PR #151, opened 2026-08-11
fix: prefer session provider for fuzzy workflow models

tomdale:
## Problem

Workflow `agent()` calls accept bare model names. Before this change, an unqualified fuzzy request could search the full built-in catalog without preferring the active session provider.

For example, in a Pi session using Vercel AI Gateway, this workflow request:

```js
agent("…", { model: "gpt-5.6-luna" });
```

could resolve to `openrouter/openai/gpt-5.6-luna-pro` instead of the configured `vercel-ai-gateway/openai/gpt-5.6-luna`. On a machine without OpenRouter credentials, every affected subagent immediately failed with `No API key found for openrouter`.

## Summary

- prefer the active session provider for unqualified fuzzy workflow model requests
- retain global fuzzy fallback when the preferred provider has no matching model
- cover the Vercel AI Gateway vs OpenRouter GPT-5.6 Luna collision

## Verification

- `npm run test:unit -- --test-name-pattern="prefers the active provider|uses global fuzzy matching"`
- `npm run check:scripts`
- `npm run build`
- `npm run docs:check`
- `npm run context:check`
- `npm run release:verify`

The full unit suite also passed: 1,184 tests.

### DIFF
--- a/src/agent.ts
+++ b/src/agent.ts
@@ -775,7 +775,9 @@ export class WorkflowAgent {
     let resolvedModel: Model<any> | undefined;
     let resolvedThinkingLevel: CreateAgentSessionOptions["thinkingLevel"] | undefined;
     if (modelSpec) {
-      const resolved = resolveModelSpecWithThinking(modelSpec, modelRegistry);
+      const resolved = resolveModelSpecWithThinking(modelSpec, modelRegistry, {
+        preferredProvider: this.mainModel?.split("/", 1)[0],
+      });
       if (resolved.warning) console.warn(`[workflow] ${resolved.warning}`);
       if (!resolved.model) {
         if (isExplicitRequest) {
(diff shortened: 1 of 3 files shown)


QuintinShaw:
Thanks @tomdale — this is a real resolution bug, and the fix is scoped the right way.

Unqualified fuzzy matches were free to land on another provider's longer id (OpenRouter's gpt-5.6-luna-pro beating Gateway's gpt-5.6-luna), which blows up when that provider isn't authenticated. Preferring the session provider only for bare names, with global fallback when it has no match, is what I want here. Explicit provider/model pins stay untouched, and the two unit cases cover the important paths.

Approving. Will merge once CI is green.

QuintinShaw (approved):
Approving — bare fuzzy names prefer the session provider, with global fallback. Explicit provider/model pins stay untouched.

QuintinShaw:
Thanks — the provider preference for bare fuzzy names was the right call. Merging.

PR #153, opened 2026-08-14
feat: stream live agent token usage

Whamp:
## What changed

- Stream token estimates while an agent is responding, then replace them with exact provider usage when the response settles.
- Keep provisional usage out of budgets and persisted totals.
- Track concurrent, retried, nested, timed-out, paused, and resumed agents without losing or double-counting usage.
- Preserve the existing once-per-run `onTokenUsage` callback and once-per-agent terminal `onUsage` callback.

## Why

Long-running agents previously showed no token movement until they finished. The live totals now distinguish an active agent from a stalled one without changing final accounting.

## Validation

- `npm run check`
- `npm run build`
- 226 focused runtime, manager, abort, and persistence tests
- Real Pi session streamed 7 updates before settlement, then committed the exact 8,371-token provider total.
- Real Pi timeout returned `AGENT_TIMEOUT` and settled teardown in 522 ms.
- Full suite: 1,071 of 1,072 tests passed. The remaining provider-dependent schema test also fails on unchanged `origin/main` because the model returns an instruction request instead of `{ verdict: "ok" }`.

### DIFF
--- a/src/agent-usage.ts
+++ b/src/agent-usage.ts
@@ -33,10 +33,10 @@ interface AgentCallUsageUpdate {
   committedUsage?: AgentUsage;
 }
 
-/** Settled token count plus exact provider usage when the provider reported it. */
+/** Settled cumulative usage for one logical agent call, including retries. */
 interface AgentUsageCommit {
   tokens: number;
-  terminalUsage?: AgentUsage;
+  tokenUsage?: AgentUsage;
 }
 
 /**
@@ -57,16 +57,14 @@ export function createAgentCallUsageTracker(onUpdate: (update: AgentCallUsageUpd
       const emitProgress = () => {
         onUpdate({ tokenUsage: sumAgentUsage(committedCallUsage, attemptUsage) });
       };
-      const commitUsage = (usage: AgentUsage, reportedTerminalUsage?: AgentUsage): AgentUsageCommit => {
+      const commitUsage = (usage: AgentUsage): AgentUsageCommit => {
         if (!isOpen()) {
           return { tokens: 0 };
         }
         closed = true;
         committedCallUsage = sumAgentUsage(committedCallUsage, usage);
         onUpdate({ tokenUsage: committedCallUsage, committedUsage: usage });
-        return reportedTerminalUsage
-          ? { tokens: usage.total, terminalUsage: reportedTerminalUsage }
-          : { tokens: usage.total };
+        return { tokens: committedCallUsage.total, tokenUsage: committedCallUsage };
       };
 
       return {
@@ -89,7 +87,7 @@ export function createAgentCallUsageTracker(onUpdate: (update: AgentCallUsageUpd
         },
         commitWithFallback(fallbackTotal: number) {
           if (terminalUsage && (terminalUsage.total > 0 || terminalUsage.cost > 0)) {
-            return commitUsage(terminalUsage, terminalUsage);
+            return commitUsage(terminalUsage);
           }
           return commitUsage({ ...createEmptyAgentUsage(), total: Math.max(0, fallbackTotal) });
         },
@@ -98,7 +96,7 @@ export function createAgentCallUsageTracker(onUpdate: (update: AgentCallUsageUpd
             closed = true;
             return { tokens: 0 };
           }
-          return commitUsage(terminalUsage, terminalUsage);
+          return commitUsage(terminalUsage);
         },
       };
     },
--- a/src/agent-usage.ts
+++ b/src/agent-usage.ts
@@ -1,0 +1,118 @@
+/** Token and cost usage for one subagent attempt or logical agent call. */
+export interface AgentUsage {
+  input: number;
+  output: number;
+  cacheRead: number;
+  cacheWrite: number;
+  total: number;
+  cost: number;
+}
+
+/** Create an independent zero-valued agent usage record. */
+export function createEmptyAgentUsage(): AgentUsage {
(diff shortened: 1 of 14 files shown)


QuintinShaw (changes requested):
Thanks @Whamp — the provisional-vs-committed split is the right shape for this. Streaming estimates on the agent, exact settlement into spent/budgets, and keeping onTokenUsage once-per-run is what we need for live panels without lying to accounting. The focused tests around retries, timeout teardown, concurrent/nested identity, and pause/resume settlement are strong.

I can't merge from this head as-is. The branch is based well behind current main (pre #119/#120/#137/#142). A straight conflict resolution that keeps the PR-side workflow/manager code would regress real fixes — notably failed-attempt store.discardDelta, run-fatal sibling abort/drain, and the fail-loud model pin path. Journal identity also diverges (callId here vs runId-namespaced keys on main).

Please rebase onto current main and re-apply the live-usage wiring on top of those semantics, then re-run the focused suite (and a quick real-pi stream smoke if you can). While you're in the stream path, please either document or harden usageFromSessionProgress: today it assumes message_end is emitted before appendMessage so stats+streaming don't double-count — that ordering shouldn't be a silent assumption.

Minor after rebase: prefer terminal/cumulative usage on agentEnd over Math.max with any earlier estimate so a high provisional can't stick.

Happy to re-review once it's rebased.

Whamp:
My bad. Will come back on this.

Whamp:
Addressed the post-rebase usage review in ee56fd8:

- documented and regression-tested the Pi SDK ordering that emits `message_end` before `SessionManager.appendMessage`;
- subtract the named-thread pre-turn usage baseline from live progress, so later turns no longer include earlier turns;
- carry cumulative settled usage across retries into `onAgentEnd`, and let terminal values replace provisional manager snapshots;
- added regressions for threaded live/terminal reconciliation, retry accumulation, and a high provisional estimate settling lower.

Validation: `npm test` passes 1238/1238, all guidance/release checks pass, and a two-turn real Pi smoke on `openai-codex/gpt-5.6-sol:minimal` emitted live usage before settling with each turn’s final live update matching terminal usage.

QuintinShaw (changes requested):
Thanks — the settlement/retry reconciliation is much closer, and the rebase preserved the main-side guards.

One blocking test issue:
- `tests/agent.test.ts:422` and `:453` — the new named-thread live-usage regression never selects its registered faux model. `mainModel` is not the default session model for an untagged run, so in an isolated Node 22 checkout the faux core receives zero calls and the test fails with `AGENT_EMPTY_OUTPUT`. Pass `model: "fauxtest-live-usage/faux-model"` in both calls, or configure a deterministic session default, then rerun the suite.

Everything else I checked is aligned with the requested rebase and settlement semantics.

Whamp:
Addressed in `77df0c4`. Both named-thread test turns now pass `model: "fauxtest-live-usage/faux-model"` explicitly, so the regression no longer depends on the session default.

Verified on Node 22.21.1: the focused regression passes, and the full `npm test` gate passes with 1,238 tests.

QuintinShaw:
Thanks — the explicit model pin closes the test issue. Main moved again while this was in review, and the branch is now conflicting after #162, #163, and #164. Please rebase once more onto current main; I’ll do the final review from that head.

Whamp:
rebased 🤞🏻

QuintinShaw (changes requested):
Thank you for carrying the rebase and settlement work through. The positive path now checks out, including the accounting regressions and a real Pi 0.83.0 / gpt-5.6-luna two-turn named-thread smoke.

One small, bounded abort-path reconciliation gap remains before approval:

- src/agent-usage.ts:94: when an attempt has emitted provisional usage but is paused or aborted without terminal provider usage, commitTerminalUsage() closes the attempt without emitting a rollback to committedCallUsage. The manager therefore retains and persists the abandoned provisional per-agent total even though run-level accounting correctly excludes it. I reproduced this with a runner that reports 100 provisional tokens and rejects on abort without calling onUsage: after pause() settles, the run aggregate is unset as expected, but both the live agent snapshot and persisted agent record still report 100.

The scope is limited: this does not affect finalized run-level budget or cost accounting. It leaves stale per-agent usage in paused or aborted snapshots, persistence, and status-facing displays.

Please reconcile the final display state to the committed usage in the no-terminal branch, or explicitly represent provisional state, and add a manager-level pause or abort regression covering the in-memory agent snapshot, persisted agent record, and status-facing value. The fix looks small, and I am happy to help patch it on the PR branch if useful.

Validation otherwise passed: focused suite 349/349, full suite 1276/1276, guidance check, and the real Luna live and named-thread positive paths.

Whamp:
Addressed the abort-path reconciliation gap in `38bb62d`.

- `commitTerminalUsage()` now emits a rollback to the call's committed usage when an attempt has provisional usage but no terminal provider usage. The rollback carries no `committedUsage` delta, so finalized run accounting remains unchanged.
- Added a manager-level pause regression covering the in-memory agent snapshot, persisted agent record, unset run aggregate, and the navigator/status-facing token value.
- Red/green proof reproduced the stale `100` before the fix and `0` after settlement.

Validation: local `npm test` passes 1,277/1,277 plus the release gate; PR CI is green.

QuintinShaw (approved):
Thanks — 38bb62d closes the abort-path reconciliation gap. The no-terminal branch now rolls the per-agent display state back without committing abandoned usage, and the manager regression covers the live snapshot, persisted record, and status-facing value.

Final re-review passed the focused suite, the full 1,277-test gate, and the guidance and release checks. Approved.

PR #666, opened 2026-05-20
Increase multi_get default maxBytes

fa1k3:
## Summary

Raises the default `multi_get` size limit from 10KB to 64KB.

## Why

The previous 10KB default skips fairly normal documentation/wiki pages unless callers know to override `maxBytes`. A 64KB default is still conservative, but covers more typical long-form docs without changing the explicit `maxBytes` override behavior.

## Changes

- Change `DEFAULT_MULTI_GET_MAX_BYTES` to `64 * 1024`.
- Use that shared constant in the MCP `multi_get` input schema instead of repeating a literal default.
- Update CLI help and docs to show the 64KB default.
- Add a regression test proving default `multi_get` no longer skips a normal wiki-sized file, while explicit low `maxBytes` still skips large files.

## Tests

- `npm run build`
- `npm run test:types`
- `npm run test:node -- test/mcp.test.ts` — 58 passed
- `npm run test:node` — 892 passed
- `npm run test:bun` — 892 passed


fa1k3:
Superseded by #702, which carries the same maxBytes change rebased onto current main with the conflict-resolution fixes.

PR #667, opened 2026-05-20
Report ignored documents distinctly

fa1k3:
## Summary

- return a distinct `excluded_by_ignore` lookup result when a requested document matches a configured collection ignore rule
- surface that reason through the MCP `get` tool, `qmd://` resource, and CLI `qmd get` instead of presenting it as a generic missing file
- route CLI `qmd get` through the shared document lookup path so missing/ignored paths no longer fall back to an unrelated same-basename file
- add regression tests for absolute-path, virtual-path, CLI ignored-path, and CLI missing-path lookups

## Why

If a file is intentionally excluded by an ignore rule, `get` currently looks the same as a typo or stale path. Returning the matched collection/path/rule makes the failure actionable without scanning the index manually.

The CLI also had a separate fallback that matched only the last path component. A request like `private/log.md` could return a different indexed `*log.md` file. Reusing the shared lookup avoids that surprising cross-path fallback.

## Tests

- `bun test test/cli.test.ts --timeout 60000 --preload ./src/test-preload.ts`
- `npm run test:node -- test/cli.test.ts`
- `bun test test/store.test.ts test/mcp.test.ts --timeout 60000 --preload ./src/test-preload.ts`
- `npm run test:node -- test/store.test.ts test/mcp.test.ts`
- `bun run build`
- `npm run test:types`

### DIFF
--- a/src/cli/qmd.ts
+++ b/src/cli/qmd.ts
@@ -21,8 +21,7 @@ import {
   removeCollection,
   renameCollection,
   findSimilarFiles,
-  findDocumentByDocid,
-  isDocid,
+  findDocument,
   matchFilesByGlob,
   getHashesNeedingEmbedding,
   clearAllEmbeddings,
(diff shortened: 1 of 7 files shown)


fa1k3:
Superseded by #701 — rebased onto current `main` (this PR's head branch had been deleted, detaching the head so it couldn't be updated in place). Same change, conflict-resolved + full suite green. Closing in favor of the fresh branch.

§ **How to complete this task**
State the number of lines holding the word "reportedTerminalUsage" in the listing. Add nothing else.

§ **Written response**
3